• Task to carry out
Print this span of the material below exactly: the line with "code was when asking a physical arm64", the line with "and after this pull request.", and every line between them, but nothing else.

————

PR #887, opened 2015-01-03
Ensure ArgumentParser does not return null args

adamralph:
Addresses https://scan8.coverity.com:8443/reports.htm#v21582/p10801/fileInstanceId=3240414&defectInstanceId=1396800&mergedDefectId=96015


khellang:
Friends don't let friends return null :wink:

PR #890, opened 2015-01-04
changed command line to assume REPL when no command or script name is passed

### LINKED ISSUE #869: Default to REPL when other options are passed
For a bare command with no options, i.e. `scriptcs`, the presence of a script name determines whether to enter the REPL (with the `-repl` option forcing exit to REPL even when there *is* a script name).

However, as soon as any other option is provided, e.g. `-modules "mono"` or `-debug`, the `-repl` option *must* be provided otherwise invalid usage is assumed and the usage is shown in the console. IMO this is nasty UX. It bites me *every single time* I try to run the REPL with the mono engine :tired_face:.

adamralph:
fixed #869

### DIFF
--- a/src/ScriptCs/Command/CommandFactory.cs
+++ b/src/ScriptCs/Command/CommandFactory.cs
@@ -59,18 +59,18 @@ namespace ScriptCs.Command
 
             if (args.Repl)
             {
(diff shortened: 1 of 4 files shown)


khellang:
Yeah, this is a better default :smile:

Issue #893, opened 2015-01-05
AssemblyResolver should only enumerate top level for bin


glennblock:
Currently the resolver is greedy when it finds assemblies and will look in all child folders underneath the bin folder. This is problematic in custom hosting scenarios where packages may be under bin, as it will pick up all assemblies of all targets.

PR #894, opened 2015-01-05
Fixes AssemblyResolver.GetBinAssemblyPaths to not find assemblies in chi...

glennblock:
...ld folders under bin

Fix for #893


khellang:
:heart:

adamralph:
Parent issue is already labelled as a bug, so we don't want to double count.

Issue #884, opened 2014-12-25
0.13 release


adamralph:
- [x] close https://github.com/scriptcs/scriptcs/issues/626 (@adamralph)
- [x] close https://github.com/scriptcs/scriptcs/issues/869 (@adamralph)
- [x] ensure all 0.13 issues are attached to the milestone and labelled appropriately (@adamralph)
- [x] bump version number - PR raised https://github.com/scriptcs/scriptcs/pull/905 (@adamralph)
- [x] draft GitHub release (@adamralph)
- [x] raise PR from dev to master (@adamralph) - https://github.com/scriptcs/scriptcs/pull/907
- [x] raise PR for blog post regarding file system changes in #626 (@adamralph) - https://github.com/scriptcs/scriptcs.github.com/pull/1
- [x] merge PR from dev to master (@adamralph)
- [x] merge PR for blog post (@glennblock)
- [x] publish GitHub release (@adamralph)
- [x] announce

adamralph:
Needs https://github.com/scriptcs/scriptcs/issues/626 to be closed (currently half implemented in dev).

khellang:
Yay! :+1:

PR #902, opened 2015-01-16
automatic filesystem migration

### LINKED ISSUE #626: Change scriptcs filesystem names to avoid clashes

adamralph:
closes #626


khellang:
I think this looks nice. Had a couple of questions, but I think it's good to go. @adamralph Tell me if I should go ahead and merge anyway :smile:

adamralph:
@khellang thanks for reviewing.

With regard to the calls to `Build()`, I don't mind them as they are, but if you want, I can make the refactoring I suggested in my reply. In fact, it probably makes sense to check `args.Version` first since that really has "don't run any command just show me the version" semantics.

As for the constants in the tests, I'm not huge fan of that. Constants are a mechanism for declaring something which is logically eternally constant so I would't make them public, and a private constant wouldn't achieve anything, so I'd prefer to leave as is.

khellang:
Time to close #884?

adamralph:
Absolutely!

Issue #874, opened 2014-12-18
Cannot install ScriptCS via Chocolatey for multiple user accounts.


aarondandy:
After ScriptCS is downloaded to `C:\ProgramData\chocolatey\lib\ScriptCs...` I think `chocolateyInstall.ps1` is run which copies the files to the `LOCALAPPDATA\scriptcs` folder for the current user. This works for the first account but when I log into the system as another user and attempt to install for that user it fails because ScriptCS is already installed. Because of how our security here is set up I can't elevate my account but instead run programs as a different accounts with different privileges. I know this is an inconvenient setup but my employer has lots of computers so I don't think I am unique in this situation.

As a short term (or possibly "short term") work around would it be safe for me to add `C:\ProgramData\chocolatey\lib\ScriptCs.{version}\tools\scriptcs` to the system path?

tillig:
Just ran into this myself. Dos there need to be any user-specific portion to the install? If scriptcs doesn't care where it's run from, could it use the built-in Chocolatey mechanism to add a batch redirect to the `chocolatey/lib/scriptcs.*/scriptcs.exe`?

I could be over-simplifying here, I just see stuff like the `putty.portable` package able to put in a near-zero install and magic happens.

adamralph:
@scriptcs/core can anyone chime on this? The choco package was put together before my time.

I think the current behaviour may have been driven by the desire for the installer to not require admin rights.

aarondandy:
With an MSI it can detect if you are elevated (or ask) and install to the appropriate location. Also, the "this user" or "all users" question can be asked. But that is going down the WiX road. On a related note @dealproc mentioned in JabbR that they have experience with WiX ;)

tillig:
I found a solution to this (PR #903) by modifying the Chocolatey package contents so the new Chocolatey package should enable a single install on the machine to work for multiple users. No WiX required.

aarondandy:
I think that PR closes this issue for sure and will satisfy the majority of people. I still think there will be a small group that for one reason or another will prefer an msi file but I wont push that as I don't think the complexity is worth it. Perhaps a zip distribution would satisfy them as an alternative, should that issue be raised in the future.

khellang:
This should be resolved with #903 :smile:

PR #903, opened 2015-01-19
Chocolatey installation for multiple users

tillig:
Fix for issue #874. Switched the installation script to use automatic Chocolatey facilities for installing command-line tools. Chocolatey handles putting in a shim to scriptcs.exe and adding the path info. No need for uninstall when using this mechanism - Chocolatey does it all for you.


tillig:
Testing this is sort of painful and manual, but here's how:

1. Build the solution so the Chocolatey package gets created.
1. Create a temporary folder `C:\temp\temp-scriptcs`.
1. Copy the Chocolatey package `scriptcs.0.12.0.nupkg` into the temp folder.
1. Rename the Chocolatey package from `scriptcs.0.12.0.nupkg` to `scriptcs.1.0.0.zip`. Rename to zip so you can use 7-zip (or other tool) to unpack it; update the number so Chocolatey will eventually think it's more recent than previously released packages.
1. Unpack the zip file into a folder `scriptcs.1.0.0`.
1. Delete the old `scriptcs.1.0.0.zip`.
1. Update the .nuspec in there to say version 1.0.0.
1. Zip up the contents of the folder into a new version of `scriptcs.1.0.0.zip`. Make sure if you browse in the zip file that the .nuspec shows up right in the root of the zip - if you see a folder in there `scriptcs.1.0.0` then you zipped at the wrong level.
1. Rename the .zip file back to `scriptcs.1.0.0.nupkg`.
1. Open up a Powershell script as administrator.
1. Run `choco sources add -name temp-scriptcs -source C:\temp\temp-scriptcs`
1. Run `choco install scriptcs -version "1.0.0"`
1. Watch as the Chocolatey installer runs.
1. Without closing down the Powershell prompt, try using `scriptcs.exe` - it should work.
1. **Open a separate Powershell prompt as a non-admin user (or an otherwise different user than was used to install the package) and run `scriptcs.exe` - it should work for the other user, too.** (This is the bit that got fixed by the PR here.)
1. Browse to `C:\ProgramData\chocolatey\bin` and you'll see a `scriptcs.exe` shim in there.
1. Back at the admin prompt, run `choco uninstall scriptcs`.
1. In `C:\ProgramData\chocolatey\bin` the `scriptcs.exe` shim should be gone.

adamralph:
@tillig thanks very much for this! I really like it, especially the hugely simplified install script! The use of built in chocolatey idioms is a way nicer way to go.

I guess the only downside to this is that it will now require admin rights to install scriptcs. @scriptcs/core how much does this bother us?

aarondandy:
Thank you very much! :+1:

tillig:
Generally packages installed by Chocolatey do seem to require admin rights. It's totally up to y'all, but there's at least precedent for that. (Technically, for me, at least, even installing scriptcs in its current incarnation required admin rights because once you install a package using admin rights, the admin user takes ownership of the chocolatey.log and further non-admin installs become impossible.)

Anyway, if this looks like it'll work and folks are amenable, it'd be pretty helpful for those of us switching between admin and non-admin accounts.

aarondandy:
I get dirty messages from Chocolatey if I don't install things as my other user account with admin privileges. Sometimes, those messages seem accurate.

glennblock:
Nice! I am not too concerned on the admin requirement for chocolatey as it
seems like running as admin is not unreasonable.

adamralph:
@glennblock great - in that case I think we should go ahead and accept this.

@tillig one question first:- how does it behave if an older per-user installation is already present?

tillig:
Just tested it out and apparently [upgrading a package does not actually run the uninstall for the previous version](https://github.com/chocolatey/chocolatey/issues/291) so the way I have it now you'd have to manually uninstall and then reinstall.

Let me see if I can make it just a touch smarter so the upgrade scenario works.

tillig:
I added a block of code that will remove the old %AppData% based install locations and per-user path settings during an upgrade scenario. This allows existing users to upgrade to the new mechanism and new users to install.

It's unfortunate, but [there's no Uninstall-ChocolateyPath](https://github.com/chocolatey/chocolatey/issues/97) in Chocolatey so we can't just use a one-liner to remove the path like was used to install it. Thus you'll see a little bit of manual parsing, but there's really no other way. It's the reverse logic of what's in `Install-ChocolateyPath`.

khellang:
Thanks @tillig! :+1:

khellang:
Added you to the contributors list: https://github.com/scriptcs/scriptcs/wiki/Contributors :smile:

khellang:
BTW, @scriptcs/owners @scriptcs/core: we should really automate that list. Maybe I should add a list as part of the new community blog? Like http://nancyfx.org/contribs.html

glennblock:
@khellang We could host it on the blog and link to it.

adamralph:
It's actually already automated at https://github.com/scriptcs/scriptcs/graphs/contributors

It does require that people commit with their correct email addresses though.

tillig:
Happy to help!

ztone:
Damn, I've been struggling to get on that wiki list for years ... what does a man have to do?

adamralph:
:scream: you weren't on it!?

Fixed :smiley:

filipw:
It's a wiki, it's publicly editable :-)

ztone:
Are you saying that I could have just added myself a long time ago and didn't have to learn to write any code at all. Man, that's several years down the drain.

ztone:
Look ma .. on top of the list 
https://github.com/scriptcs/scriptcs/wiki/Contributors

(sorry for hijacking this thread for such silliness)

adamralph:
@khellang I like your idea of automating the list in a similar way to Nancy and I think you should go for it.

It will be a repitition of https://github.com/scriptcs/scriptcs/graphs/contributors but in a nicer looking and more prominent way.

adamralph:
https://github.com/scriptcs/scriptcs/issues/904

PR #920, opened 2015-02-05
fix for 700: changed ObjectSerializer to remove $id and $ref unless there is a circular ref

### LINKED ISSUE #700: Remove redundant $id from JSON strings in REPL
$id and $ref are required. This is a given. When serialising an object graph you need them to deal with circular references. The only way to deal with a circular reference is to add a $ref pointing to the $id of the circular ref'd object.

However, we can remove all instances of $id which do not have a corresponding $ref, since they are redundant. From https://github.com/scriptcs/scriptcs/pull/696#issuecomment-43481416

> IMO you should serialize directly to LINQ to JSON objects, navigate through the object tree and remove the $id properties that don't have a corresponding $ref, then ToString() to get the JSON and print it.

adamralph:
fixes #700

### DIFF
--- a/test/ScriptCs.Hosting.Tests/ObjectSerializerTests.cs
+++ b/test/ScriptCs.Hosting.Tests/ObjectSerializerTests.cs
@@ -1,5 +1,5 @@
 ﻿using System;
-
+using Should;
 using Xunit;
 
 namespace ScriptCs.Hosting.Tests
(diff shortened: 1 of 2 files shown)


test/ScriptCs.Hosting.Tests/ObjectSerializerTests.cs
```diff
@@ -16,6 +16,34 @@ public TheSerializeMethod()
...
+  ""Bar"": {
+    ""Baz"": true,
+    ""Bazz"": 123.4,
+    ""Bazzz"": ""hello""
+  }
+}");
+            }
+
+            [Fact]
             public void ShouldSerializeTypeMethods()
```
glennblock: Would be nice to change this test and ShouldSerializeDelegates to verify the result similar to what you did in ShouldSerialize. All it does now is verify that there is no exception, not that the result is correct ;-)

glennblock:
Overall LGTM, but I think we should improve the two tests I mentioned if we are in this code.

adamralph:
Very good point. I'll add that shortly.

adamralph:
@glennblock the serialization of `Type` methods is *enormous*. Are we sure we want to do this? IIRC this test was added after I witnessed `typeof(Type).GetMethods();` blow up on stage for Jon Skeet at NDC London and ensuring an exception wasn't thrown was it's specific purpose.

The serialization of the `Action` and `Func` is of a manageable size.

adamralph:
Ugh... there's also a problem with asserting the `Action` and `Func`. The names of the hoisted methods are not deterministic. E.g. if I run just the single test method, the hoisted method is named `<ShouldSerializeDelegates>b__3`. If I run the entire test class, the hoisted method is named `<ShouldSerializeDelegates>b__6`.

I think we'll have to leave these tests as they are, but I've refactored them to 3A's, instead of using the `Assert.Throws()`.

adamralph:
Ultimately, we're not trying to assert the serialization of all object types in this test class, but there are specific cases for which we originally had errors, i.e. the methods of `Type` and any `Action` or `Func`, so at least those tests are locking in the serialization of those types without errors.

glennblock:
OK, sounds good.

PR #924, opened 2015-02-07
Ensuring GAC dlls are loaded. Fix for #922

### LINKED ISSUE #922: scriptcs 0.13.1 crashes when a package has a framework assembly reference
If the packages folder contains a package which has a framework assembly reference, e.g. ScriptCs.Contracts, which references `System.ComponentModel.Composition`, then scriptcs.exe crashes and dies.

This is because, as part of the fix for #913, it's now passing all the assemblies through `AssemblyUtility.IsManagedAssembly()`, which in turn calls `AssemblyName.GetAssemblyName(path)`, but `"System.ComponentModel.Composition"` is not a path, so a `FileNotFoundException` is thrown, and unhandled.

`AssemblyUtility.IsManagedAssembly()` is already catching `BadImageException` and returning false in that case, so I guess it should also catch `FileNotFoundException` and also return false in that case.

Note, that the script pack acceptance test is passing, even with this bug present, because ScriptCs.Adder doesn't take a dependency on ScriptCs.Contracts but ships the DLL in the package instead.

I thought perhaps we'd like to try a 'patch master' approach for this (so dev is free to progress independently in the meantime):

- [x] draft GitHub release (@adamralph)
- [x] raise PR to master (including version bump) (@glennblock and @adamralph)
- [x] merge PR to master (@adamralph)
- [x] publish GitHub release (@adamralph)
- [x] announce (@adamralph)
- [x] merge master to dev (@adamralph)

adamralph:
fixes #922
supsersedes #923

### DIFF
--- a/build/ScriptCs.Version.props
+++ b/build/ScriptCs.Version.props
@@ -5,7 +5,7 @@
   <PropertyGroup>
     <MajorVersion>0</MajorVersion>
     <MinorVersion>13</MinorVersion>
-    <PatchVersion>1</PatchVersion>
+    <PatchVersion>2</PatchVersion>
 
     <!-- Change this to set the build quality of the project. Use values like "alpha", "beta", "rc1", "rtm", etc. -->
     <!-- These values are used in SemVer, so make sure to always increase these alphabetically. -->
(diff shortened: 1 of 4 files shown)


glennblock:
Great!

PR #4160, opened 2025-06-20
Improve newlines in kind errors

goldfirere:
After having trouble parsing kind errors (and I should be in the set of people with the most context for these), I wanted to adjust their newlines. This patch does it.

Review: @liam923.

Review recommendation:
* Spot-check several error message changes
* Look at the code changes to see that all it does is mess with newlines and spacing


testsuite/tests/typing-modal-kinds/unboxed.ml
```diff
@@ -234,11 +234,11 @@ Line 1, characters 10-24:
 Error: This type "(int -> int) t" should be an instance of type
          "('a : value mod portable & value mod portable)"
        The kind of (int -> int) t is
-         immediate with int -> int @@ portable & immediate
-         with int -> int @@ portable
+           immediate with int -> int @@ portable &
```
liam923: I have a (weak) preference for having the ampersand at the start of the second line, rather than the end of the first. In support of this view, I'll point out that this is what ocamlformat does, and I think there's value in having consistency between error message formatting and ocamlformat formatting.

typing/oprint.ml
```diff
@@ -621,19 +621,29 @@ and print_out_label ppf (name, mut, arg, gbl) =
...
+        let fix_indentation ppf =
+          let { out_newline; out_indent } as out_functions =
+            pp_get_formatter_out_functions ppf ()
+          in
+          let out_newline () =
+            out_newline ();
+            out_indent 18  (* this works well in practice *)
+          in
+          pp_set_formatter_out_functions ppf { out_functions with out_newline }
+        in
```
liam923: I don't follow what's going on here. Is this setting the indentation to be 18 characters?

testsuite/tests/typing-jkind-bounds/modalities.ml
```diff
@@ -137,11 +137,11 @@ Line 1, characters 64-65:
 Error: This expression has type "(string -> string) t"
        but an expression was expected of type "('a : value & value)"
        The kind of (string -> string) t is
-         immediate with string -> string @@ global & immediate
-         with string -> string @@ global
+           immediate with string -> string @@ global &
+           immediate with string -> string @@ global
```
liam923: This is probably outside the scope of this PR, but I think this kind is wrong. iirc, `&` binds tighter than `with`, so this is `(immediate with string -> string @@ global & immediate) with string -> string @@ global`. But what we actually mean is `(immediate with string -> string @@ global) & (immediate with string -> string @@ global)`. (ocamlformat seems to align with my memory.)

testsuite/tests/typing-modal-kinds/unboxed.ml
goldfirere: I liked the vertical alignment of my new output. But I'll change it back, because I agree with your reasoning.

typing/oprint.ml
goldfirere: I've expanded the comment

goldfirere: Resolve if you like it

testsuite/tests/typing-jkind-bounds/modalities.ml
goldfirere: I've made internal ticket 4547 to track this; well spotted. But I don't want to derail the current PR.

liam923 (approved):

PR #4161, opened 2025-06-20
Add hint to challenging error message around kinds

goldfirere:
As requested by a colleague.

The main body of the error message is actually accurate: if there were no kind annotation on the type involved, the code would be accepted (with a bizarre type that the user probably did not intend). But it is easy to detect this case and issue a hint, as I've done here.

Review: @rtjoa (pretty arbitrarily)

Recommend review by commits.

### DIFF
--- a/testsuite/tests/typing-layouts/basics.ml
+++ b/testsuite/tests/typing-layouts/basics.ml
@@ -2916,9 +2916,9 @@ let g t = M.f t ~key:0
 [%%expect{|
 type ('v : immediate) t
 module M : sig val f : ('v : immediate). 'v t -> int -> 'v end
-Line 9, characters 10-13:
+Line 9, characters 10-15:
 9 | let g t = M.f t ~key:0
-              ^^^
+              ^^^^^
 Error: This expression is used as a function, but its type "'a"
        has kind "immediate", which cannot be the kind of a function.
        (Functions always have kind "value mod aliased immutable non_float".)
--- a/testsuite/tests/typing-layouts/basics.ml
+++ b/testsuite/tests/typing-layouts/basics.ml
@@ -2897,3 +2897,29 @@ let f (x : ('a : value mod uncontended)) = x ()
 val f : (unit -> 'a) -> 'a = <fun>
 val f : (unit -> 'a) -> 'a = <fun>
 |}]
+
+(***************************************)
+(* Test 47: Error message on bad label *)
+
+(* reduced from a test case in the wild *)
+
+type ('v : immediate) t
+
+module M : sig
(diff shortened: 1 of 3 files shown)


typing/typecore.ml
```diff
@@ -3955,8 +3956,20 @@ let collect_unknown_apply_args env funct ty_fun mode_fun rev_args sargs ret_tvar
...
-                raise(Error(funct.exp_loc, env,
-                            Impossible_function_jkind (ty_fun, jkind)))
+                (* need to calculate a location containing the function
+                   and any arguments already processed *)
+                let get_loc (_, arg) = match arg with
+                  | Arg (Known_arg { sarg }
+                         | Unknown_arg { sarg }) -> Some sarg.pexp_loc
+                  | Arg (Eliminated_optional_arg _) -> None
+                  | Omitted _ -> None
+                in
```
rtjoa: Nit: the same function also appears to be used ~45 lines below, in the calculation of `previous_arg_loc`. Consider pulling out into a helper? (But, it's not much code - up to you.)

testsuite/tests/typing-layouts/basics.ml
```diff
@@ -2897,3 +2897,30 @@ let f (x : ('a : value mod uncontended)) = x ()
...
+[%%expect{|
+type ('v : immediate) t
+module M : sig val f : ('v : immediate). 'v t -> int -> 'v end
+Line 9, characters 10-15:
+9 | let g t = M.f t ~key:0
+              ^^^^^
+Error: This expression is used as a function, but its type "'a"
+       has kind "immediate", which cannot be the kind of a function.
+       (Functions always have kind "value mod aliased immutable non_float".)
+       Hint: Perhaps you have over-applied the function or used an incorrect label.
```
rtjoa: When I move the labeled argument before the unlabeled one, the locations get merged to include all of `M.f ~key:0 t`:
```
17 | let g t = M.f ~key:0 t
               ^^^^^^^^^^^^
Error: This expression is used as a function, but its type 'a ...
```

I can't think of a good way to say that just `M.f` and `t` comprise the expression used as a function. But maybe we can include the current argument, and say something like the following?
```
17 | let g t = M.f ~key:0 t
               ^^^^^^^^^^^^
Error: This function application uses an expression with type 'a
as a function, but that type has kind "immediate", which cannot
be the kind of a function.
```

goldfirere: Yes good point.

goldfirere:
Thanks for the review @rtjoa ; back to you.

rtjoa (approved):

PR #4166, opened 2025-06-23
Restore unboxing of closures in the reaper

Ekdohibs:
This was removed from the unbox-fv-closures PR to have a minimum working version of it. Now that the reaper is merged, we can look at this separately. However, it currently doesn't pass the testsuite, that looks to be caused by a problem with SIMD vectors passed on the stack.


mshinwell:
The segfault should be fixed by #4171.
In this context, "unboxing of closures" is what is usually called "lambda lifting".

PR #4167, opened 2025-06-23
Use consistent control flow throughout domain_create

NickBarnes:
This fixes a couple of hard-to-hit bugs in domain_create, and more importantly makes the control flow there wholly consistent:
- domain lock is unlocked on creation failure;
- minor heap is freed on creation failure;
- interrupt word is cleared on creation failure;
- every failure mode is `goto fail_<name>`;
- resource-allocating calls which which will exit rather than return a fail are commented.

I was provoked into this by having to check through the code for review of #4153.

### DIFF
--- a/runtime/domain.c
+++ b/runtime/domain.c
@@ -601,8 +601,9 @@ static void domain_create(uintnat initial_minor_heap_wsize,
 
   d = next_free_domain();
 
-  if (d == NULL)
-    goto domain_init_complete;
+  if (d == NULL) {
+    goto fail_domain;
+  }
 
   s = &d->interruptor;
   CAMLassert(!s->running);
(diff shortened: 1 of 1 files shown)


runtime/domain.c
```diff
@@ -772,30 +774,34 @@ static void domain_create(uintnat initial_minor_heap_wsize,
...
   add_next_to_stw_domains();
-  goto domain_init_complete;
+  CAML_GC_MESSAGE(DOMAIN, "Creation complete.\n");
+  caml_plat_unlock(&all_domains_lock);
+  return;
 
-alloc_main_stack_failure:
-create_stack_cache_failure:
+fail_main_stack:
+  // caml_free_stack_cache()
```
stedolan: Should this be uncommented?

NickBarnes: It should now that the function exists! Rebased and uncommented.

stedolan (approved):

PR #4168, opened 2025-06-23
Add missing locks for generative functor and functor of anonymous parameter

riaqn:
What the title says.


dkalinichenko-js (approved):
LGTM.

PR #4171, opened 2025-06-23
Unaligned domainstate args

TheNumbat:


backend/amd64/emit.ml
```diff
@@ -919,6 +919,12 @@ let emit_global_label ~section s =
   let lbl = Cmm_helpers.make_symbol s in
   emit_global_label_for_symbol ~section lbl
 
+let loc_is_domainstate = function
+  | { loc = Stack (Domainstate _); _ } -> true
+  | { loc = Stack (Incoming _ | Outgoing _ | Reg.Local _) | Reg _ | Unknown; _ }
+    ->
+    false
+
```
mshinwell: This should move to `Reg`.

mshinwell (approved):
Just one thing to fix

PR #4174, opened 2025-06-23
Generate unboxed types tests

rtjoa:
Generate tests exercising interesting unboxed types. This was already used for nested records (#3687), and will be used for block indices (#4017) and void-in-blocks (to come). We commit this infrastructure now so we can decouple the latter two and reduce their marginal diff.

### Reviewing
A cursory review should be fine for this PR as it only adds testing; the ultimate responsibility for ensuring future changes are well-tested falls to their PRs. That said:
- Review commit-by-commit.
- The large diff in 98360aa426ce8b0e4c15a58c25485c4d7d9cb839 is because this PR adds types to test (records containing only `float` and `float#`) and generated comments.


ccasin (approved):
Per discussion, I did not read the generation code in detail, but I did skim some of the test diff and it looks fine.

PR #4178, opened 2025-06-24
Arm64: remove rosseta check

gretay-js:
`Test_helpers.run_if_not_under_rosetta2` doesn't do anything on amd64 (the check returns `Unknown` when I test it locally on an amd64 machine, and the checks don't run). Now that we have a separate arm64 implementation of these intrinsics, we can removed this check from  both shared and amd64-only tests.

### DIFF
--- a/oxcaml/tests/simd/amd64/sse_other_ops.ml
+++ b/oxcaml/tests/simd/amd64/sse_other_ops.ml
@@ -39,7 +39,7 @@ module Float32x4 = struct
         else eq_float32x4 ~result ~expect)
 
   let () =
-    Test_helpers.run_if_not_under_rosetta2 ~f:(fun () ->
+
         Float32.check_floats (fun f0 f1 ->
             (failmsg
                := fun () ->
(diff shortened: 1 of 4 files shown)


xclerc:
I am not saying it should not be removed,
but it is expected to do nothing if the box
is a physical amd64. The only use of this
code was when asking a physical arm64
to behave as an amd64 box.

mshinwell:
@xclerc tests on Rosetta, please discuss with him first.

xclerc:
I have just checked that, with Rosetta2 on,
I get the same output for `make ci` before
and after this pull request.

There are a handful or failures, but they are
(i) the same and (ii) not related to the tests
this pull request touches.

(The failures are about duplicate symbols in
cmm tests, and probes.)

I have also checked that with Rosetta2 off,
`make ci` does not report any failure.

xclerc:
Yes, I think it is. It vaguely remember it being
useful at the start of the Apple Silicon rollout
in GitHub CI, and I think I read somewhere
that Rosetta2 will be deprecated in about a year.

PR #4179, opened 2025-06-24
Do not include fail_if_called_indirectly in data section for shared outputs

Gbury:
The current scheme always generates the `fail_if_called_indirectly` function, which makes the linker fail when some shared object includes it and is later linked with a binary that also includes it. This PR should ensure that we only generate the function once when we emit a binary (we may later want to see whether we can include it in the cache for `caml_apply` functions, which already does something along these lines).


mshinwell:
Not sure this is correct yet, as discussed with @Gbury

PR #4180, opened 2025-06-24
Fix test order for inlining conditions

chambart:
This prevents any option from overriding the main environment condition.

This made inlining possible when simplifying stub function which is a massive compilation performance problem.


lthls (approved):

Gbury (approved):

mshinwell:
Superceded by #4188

————

• Answer to the exercise
code was when asking a physical arm64
to behave as an amd64 box.

mshinwell:
@xclerc tests on Rosetta, please discuss with him first.

xclerc:
I have just checked that, with Rosetta2 on,
I get the same output for `make ci` before
and after this pull request.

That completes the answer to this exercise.